## THE RECORDS
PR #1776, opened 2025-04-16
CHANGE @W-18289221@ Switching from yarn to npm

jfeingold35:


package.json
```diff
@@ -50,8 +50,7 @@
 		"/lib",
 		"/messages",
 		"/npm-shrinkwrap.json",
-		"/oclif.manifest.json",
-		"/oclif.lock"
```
---
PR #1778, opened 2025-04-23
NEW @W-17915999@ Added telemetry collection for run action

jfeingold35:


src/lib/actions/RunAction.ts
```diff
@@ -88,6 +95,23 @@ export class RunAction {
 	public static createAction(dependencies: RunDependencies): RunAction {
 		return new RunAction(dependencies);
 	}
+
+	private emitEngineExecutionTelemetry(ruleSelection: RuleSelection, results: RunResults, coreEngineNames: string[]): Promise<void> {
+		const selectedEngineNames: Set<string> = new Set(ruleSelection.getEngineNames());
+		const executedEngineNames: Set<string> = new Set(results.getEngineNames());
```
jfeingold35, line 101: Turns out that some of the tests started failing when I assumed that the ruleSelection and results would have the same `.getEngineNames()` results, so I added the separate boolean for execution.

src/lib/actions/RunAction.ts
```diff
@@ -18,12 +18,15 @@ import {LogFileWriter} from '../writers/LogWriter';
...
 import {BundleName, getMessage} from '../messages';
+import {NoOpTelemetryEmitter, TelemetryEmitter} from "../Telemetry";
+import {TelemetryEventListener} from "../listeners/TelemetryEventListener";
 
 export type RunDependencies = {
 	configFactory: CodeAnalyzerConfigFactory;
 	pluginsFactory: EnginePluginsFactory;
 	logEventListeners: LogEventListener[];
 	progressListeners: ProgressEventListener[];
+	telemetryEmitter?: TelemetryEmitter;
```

## WORK TASK
Copy each line holding the word "export" from the listing above.

## ANSWER TO THIS EXERCISE
@@ -88,6 +95,23 @@ export class RunAction {
 export type RunDependencies = {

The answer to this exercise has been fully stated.